PR #2387, opened 2026-08-31
docs: add Cross-JWT and token type confusion threat section to JWT Cheat Sheet

jankesec:
### What is missing or needs to be updated?

Following up on #2302, this PR adds a focused section on Cross-JWT and token type confusion to `cheatsheets/JSON_Web_Token_Cheat_Sheet.md`.

### Proposed Changes

- Explain that confusion occurs when validation rules fail to distinguish token kinds; overlapping claims and shared keys are enabling conditions rather than the root cause.
- Recommend explicit `typ` values for token profiles that support them, with examples from RFC 9068 and OpenID Connect Back-Channel Logout 1.0.
- Scope rejection of a missing `typ` to profiles that require or reliably provide explicit typing.
- Recommend mutually exclusive validation rules using distinct keys, required claims, or strict issuer and audience isolation when explicit typing is not interoperable.
- Include a compact PyJWT verifier example that validates the signature and claims before checking `typ`.

### Verification

- `npm test`
- `npm run link-check`

Both completed successfully.

### AI Tool Usage

- Tool: OpenAI Codex
- Prompt: "Review PR #2387, implement the requested review changes, verify every source, run the required checks, and update the PR."
- Use: Assisted with revising the threat framing and mitigation wording. The cited RFC and OpenID Connect sections were checked against their authoritative sources, and the final changes were reviewed and tested before submission.

Ref #2302

### DIFF
--- a/cheatsheets/JSON_Web_Token_Cheat_Sheet.md
+++ b/cheatsheets/JSON_Web_Token_Cheat_Sheet.md
@@ -333,8 +333,9 @@ For example, an attacker could obtain an ID token or an email verification token
 Mitigations:
 
 - **Use explicit typing (`typ` header parameter):** The issuer should set the `typ` header parameter to a specific media type (or explicit type) distinguishing the token's purpose, such as `"typ": "at+jwt"` for OAuth 2.0 Access Tokens ([RFC 9068](https://datatracker.ietf.org/doc/html/rfc9068)) or `"typ": "logout+jwt"` for Back-Channel Logout Tokens ([RFC 8693](https://datatracker.ietf.org/doc/html/rfc8693)).
+- **Define custom media types for application-specific tokens:** For custom or internal token types (such as password-reset, email verification, or step-up authentication tokens), define and enforce a dedicated media type (e.g. `example-reset+jwt` or `application/vnd.example.reset+jwt`) to prevent them from being substituted for general access tokens.
 - **Validate `typ` at the verifier:** The verifier must explicitly check that the `typ` header matches the expected token type for that endpoint and reject tokens with mismatched or missing types when explicit typing is enforced.
-- **Use distinct signing keys or separate audiences:** If explicit typing cannot be used (e.g. legacy systems), use distinct cryptographic keys for different token purposes, or strictly validate distinct `aud` (audience) and `iss` values per token type.
+- **Caveat for legacy and standard tokens lacking explicit media types:** Some standard specifications (notably OpenID Connect Core 1.0 ID Tokens) do not define an explicit media type and often omit `typ` or set it to generic `JWT`. In cross-system environments where explicit typing cannot be interoperably enforced, rely on **distinct cryptographic signing keys** or strict **audience (`aud`) and issuer (`iss`) isolation** to prevent cross-token replay.
 
 Example of token with explicit typing:
 
--- a/cheatsheets/JSON_Web_Token_Cheat_Sheet.md
+++ b/cheatsheets/JSON_Web_Token_Cheat_Sheet.md
@@ -363,8 +363,10 @@ payload = jwt.decode(
 )
 
 # Enforce explicit token type to prevent cross-JWT confusion
+# RFC 7515 §4.1.9 & RFC 9068: typ is case-insensitive, and "application/" prefix may be omitted
 header = jwt.get_unverified_header(token)
-if header.get("typ") != "at+jwt":
+token_type = str(header.get("typ", "")).lower()
+if token_type not in ["at+jwt", "application/at+jwt"]:
     raise jwt.InvalidTokenError("Invalid token type: expected at+jwt")
 ```
 
--- a/cheatsheets/JSON_Web_Token_Cheat_Sheet.md
+++ b/cheatsheets/JSON_Web_Token_Cheat_Sheet.md
@@ -324,6 +324,55 @@ References:
 - [RFC 8725, Do Not Trust Received Claims](https://datatracker.ietf.org/doc/html/rfc8725#name-do-not-trust-received-claim);
 - [CVE-2018-0114](https://nvd.nist.gov/vuln/detail/CVE-2018-0114), a key embedded in the JWS header trusted for verification.
 
+### Cross-JWT and token type confusion
+
+When an application or authorization server issues different kinds of JWTs for different purposes (such as access tokens, ID tokens, logout tokens, refresh tokens, or password-reset tokens) that are signed with the same key, a token issued for one purpose might be accepted by an endpoint expecting a different token type if the verifier does not check the token's intended context.
+
+For example, an attacker could obtain an ID token or an email verification token, and present it to an API endpoint expecting an access token. If both tokens share common claims (such as `sub`) and are signed by the same trusted key, a verifier that does not distinguish the token type might treat the ID token as an authorized access token. This vulnerability is known as "cross-JWT confusion" or "token type confusion" (see [RFC 8725 §2.11](https://datatracker.ietf.org/doc/html/rfc8725#name-use-explicit-typing)).
+
+Mitigations:
+
+- **Use explicit typing (`typ` header parameter):** The issuer should set the `typ` header parameter to a specific media type (or explicit type) distinguishing the token's purpose, such as `"typ": "at+jwt"` for OAuth 2.0 Access Tokens ([RFC 9068](https://datatracker.ietf.org/doc/html/rfc9068)) or `"typ": "logout+jwt"` for Back-Channel Logout Tokens ([RFC 8693](https://datatracker.ietf.org/doc/html/rfc8693)).
+- **Validate `typ` at the verifier:** The verifier must explicitly check that the `typ` header matches the expected token type for that endpoint and reject tokens with mismatched or missing types when explicit typing is enforced.
+- **Use distinct signing keys or separate audiences:** If explicit typing cannot be used (e.g. legacy systems), use distinct cryptographic keys for different token purposes, or strictly validate distinct `aud` (audience) and `iss` values per token type.
+
+Example of token with explicit typing:
+
+```json
+{
+  "typ": "at+jwt",
+  "alg": "ES256",
+  "kid": "auth-key-2026"
+}
+```
+
+Example of validation enforcing explicit token type:
+
+```python
+import jwt
+
+# Decode and verify signature, issuer, and audience
+payload = jwt.decode(
+    token,
+    public_key,
+    algorithms=["ES256"],
+    audience="https://api.example.com",
+    issuer="https://auth.example.com",
+    options={"require": ["exp", "iss", "aud"]},
+)
+
+# Enforce explicit token type to prevent cross-JWT confusion
+header = jwt.get_unverified_header(token)
+if header.get("typ") != "at+jwt":
+    raise jwt.InvalidTokenError("Invalid token type: expected at+jwt")
+```
+
+References:
+
+- [RFC 8725 §2.11, Use Explicit Typing](https://datatracker.ietf.org/doc/html/rfc8725#name-use-explicit-typing);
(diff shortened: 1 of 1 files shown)


cheatsheets/JSON_Web_Token_Cheat_Sheet.md
```diff
@@ -324,6 +324,55 @@ References:
...
+
+For example, an attacker could obtain an ID token or an email verification token, and present it to an API endpoint expecting an access token. If both tokens share common claims (such as `sub`) and are signed by the same trusted key, a verifier that does not distinguish the token type might treat the ID token as an authorized access token. This vulnerability is known as "cross-JWT confusion" or "token type confusion" (see [RFC 8725 §2.11](https://datatracker.ietf.org/doc/html/rfc8725#name-use-explicit-typing)).
+
+Mitigations:
+
+- **Use explicit typing (`typ` header parameter):** The issuer should set the `typ` header parameter to a specific media type (or explicit type) distinguishing the token's purpose, such as `"typ": "at+jwt"` for OAuth 2.0 Access Tokens ([RFC 9068](https://datatracker.ietf.org/doc/html/rfc9068)) or `"typ": "logout+jwt"` for Back-Channel Logout Tokens ([RFC 8693](https://datatracker.ietf.org/doc/html/rfc8693)).
```
randomstuff: Some standard token type don't have a define media type (and value for `typ`). One major offender is OpenID ID Token. In these cases, it makes it difficult to apply this mitigation:

* we can't safely (in an interoperable way) include anything "JWT";
* we can't safely (in an interoperable way) validate the field.

I think this caveat should noted somewhere here.

I addition, we should probably recommend defining a custom media type for custom and/or internal  token types.

jankesec:
Great points regarding OIDC ID Tokens and custom media types. I have updated the section with the caveat for standard tokens lacking explicit media types (emphasizing distinct signing keys and audience isolation as the mitigation), and added the recommendation to define custom media types (e.g. `example-reset+jwt`) for application-specific/internal tokens. Thanks for the review!

cheatsheets/JSON_Web_Token_Cheat_Sheet.md
```diff
@@ -324,6 +324,55 @@ References:
...
+    public_key,
+    algorithms=["ES256"],
+    audience="https://api.example.com",
+    issuer="https://auth.example.com",
+    options={"require": ["exp", "iss", "aud"]},
+)
+
+# Enforce explicit token type to prevent cross-JWT confusion
+header = jwt.get_unverified_header(token)
+if header.get("typ") != "at+jwt":
```
randomstuff: Nitpick:

* this field is supposed to be case insensitive (and validated as such);
* we should accept the full type name "application/at+jwt"

jankesec:
Updated the validation snippet to handle case-insensitivity (`.lower()`) and accept both `at+jwt` and the full media type name `application/at+jwt` per RFC 7515 §4.1.9 / RFC 9068. Thanks!

jankesec:
Pushed a couple of citation fixes here as well, both the same kind of slip @mackowski caught on #2391.

The threat was cited as RFC 8725 §2.11, which doesn't exist, section 2 stops at 2.9. Cross-JWT Confusion is §2.8, and the anchor I'd used was the one for Use Explicit Typing, which is §3.11 and a mitigation rather than the threat the sentence describes. Both are corrected.

I'd also attributed `"typ": "logout+jwt"` to RFC 8693, which is OAuth 2.0 Token Exchange and doesn't mention logout at all. `application/logout+jwt` is registered to the OpenID Foundation, from Back-Channel Logout 1.0, so the reference now points there.

§3.12 is cited on the legacy caveat, since mutually exclusive validation rules are what the RFC prescribes when `typ` can't be enforced interoperably.

The example trim and the cross-link to the issuer and audience section will come with the rebase, once #2391 lands.

cheatsheets/JSON_Web_Token_Cheat_Sheet.md
```diff
@@ -324,6 +324,59 @@ References:
 - [RFC 8725, Do Not Trust Received Claims](https://datatracker.ietf.org/doc/html/rfc8725#name-do-not-trust-received-claim);
 - [CVE-2018-0114](https://nvd.nist.gov/vuln/detail/CVE-2018-0114), a key embedded in the JWS header trusted for verification.
 
+### Cross-JWT and token type confusion
+
+When an application or authorization server issues different kinds of JWTs for different purposes (such as access tokens, ID tokens, logout tokens, refresh tokens, or password-reset tokens) that are signed with the same key, a token issued for one purpose might be accepted by an endpoint expecting a different token type if the verifier does not check the token's intended context.
```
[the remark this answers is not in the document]
jankesec: Good point, corrected. RFC 6749 leaves the refresh token format to the authorization server and they are usually opaque, so listing them next to access tokens and ID tokens implied more than it should.

The main list now stops at password-reset tokens, and refresh tokens get their own sentence: they belong here where a deployment issues them as JWTs, though they are more often opaque strings whose format is internal to the authorization server. The case is worth keeping, since an access token and a refresh token from the same issuer are exactly the pair you would not want confused.

cheatsheets/JSON_Web_Token_Cheat_Sheet.md
```diff
@@ -324,6 +324,59 @@ References:
...
+- **Validate `typ` at the verifier:** The verifier must explicitly check that the `typ` header matches the expected token type for that endpoint and reject tokens with mismatched or missing types when explicit typing is enforced.
+- **Caveat for legacy and standard tokens lacking explicit media types:** Some standard specifications (notably OpenID Connect Core 1.0 ID Tokens) do not define an explicit media type and often omit `typ` or set it to generic `JWT`. In cross-system environments where explicit typing cannot be interoperably enforced, rely on **distinct cryptographic signing keys** or strict **audience (`aud`) and issuer (`iss`) isolation** to prevent cross-token replay. RFC 8725 §3.12 sets out these fallbacks, requiring the validation rules for different kinds of JWTs to be mutually exclusive.
+
+Example of token with explicit typing:
```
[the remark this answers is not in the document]
jankesec: Correct, that snippet is only the JOSE header. Relabelled to "Example of a JOSE header with explicit typing".

cheatsheets/JSON_Web_Token_Cheat_Sheet.md
jankesec: Answering in-thread as well, since this was only acknowledged in a top-level comment at the time and the thread reads as open.

Both are in the section now. The fourth mitigation bullet carries the caveat, naming OpenID Connect Core 1.0 ID Tokens as the case that omits `typ` or sets it to a generic `JWT`, and points at distinct signing keys or strict `aud` and `iss` isolation where explicit typing cannot be enforced interoperably. It now also cites RFC 8725 §3.12, which is where the RFC sets out those fallbacks.

The second bullet covers your other suggestion: defining a dedicated media type for custom or internal token types, with `example-reset+jwt` and `application/vnd.example.reset+jwt` as the illustrations.

cheatsheets/JSON_Web_Token_Cheat_Sheet.md
jankesec: Same here, noting it in-thread for the record.

The validation example handles both: it lowercases the header value before comparing, and accepts the full media type name as well as the short form, matching against `["at+jwt", "application/at+jwt"]`. There is a comment on the line citing RFC 7515 §4.1.9 and RFC 9068 so the reason is visible to a reader copying the snippet.

jmanico (commented):
Can you make this addition more concise? This cheatsheet is getting too big.

jankesec:
Thanks for the feedback, @jmanico.

I have streamlined the section to keep the cheat sheet concise:
- Condensed the introduction into a single concise paragraph focusing directly on the threat and RFC 8725 §2.8.
- Consolidated the mitigations into three punchy bullet points (explicit `typ`, verifier enforcement, and RFC 8725 §3.12 fallback isolation for tokens lacking explicit typing).
- Removed the separate JSON header snippet and redundant `jwt.decode` claim-validation boilerplate, leaving just a 4-line focused check on the `typ` header.
- Reduced the addition from 54 lines to 25 lines (>50% reduction) while preserving all RFC references.

`npm test` is clean.

jmanico (dismissed):

cheatsheets/JSON_Web_Token_Cheat_Sheet.md
```diff
@@ -324,6 +324,31 @@ References:
...
+- **Validate `typ` at the verifier:** Reject tokens with missing or unexpected `typ` values for that endpoint. Note that `typ` is case-insensitive and the `application/` prefix may be omitted ([RFC 7515 §4.1.9](https://datatracker.ietf.org/doc/html/rfc7515#section-4.1.9)).
+- **Use distinct keys or mutually exclusive validation:** Where explicit typing cannot be enforced interoperably (e.g., standard OIDC ID tokens omitting `typ`), use **separate signing keys** or strict **`iss` and `aud` isolation** so that validation rules for different token kinds remain mutually exclusive ([RFC 8725 §3.12](https://datatracker.ietf.org/doc/html/rfc8725#name-use-mutually-exclusive-vali)).
+
+Example of validation enforcing explicit token type:
+
+```python
+# Enforce explicit token type to prevent cross-JWT confusion
+header = jwt.get_unverified_header(token)
+if str(header.get("typ", "")).lower() not in ["at+jwt", "application/at+jwt"]:
```
mackowski, line 342: This is bad, you are doing validation on the attacker-controlled data. First you need to validate the token e.g.  signature verification. So do the normal validation of the token and later add also enforcement of the explicit token type

mackowski (changes requested):

cheatsheets/JSON_Web_Token_Cheat_Sheet.md
jankesec: Good catch, thanks @mackowski. You're completely right. In an effort to keep the snippet as concise as possible following Jim's feedback, stripping out the token decoding and signature verification left only the unverified header check, which is bad practice to present as standalone guidance.

I have updated the snippet to perform signature and claim verification first using `jwt.decode_complete(...)`, and then enforce explicit `typ` checking on the verified token's header. This guarantees cryptographic verification of the token before trusting its contents while keeping the snippet focused and clean.

mackowski (dismissed):

jmanico (commented):
This is technically sound, overall its solid work and I would merge it.

Some nit picking:

1) The threat framing is causally wrong in a way that matters. The opening says confusion happens because the tokens share claims and are signed by the same key. Shared keys are a common precondition, not the cause. RFC 8725 §3.12 requires mutually exclusive validation rules regardless of key separation. As written, a reader can conclude that using separate keys makes the rest unnecessary, which also puts it at odds with the third mitigation bullet. One sentence fixes it: the cause is validation rules that fail to distinguish token kinds, with shared keys and overlapping claims as the usual enabling conditions.

2) logout+jwt has no citation. The bullet attaches the RFC 9068 link to at+jwt only, so the logout value now sits uncited after the RFC 8693 correction. It should point at OpenID Connect Back-Channel Logout 1.0, which is where application/logout+jwt is actually registered. Small, but the file's convention is that every protocol-specific value carries its source.

3) Bullet 2 and bullet 3 read as slightly contradictory. "Reject missing typ" as a flat rule is not interoperable, and bullet 3 then carves out the OIDC ID token case. Scoping bullet 2 to token kinds that carry an interoperable type would remove the tension without adding length.

jankesec:
Thanks, @jmanico. I addressed all three points in `30373a7`: the opening now identifies non-distinct validation rules as the cause, `logout+jwt` has the OpenID Connect Back-Channel Logout citation, and missing `typ` is rejected only for profiles that require or reliably provide explicit typing.

I also aligned the PR description with the current branch and added the required AI usage disclosure. `npm test` and `npm run link-check` both pass. Ready for another look.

◇ ◇ ◇

**Aim of the task**
Gather all lines from the records above in which "addition" appears.

**Written solution**
I addition, we should probably recommend defining a custom media type for custom and/or internal  token types.
Can you make this addition more concise? This cheatsheet is getting too big.
- Reduced the addition from 54 lines to 25 lines (>50% reduction) while preserving all RFC references.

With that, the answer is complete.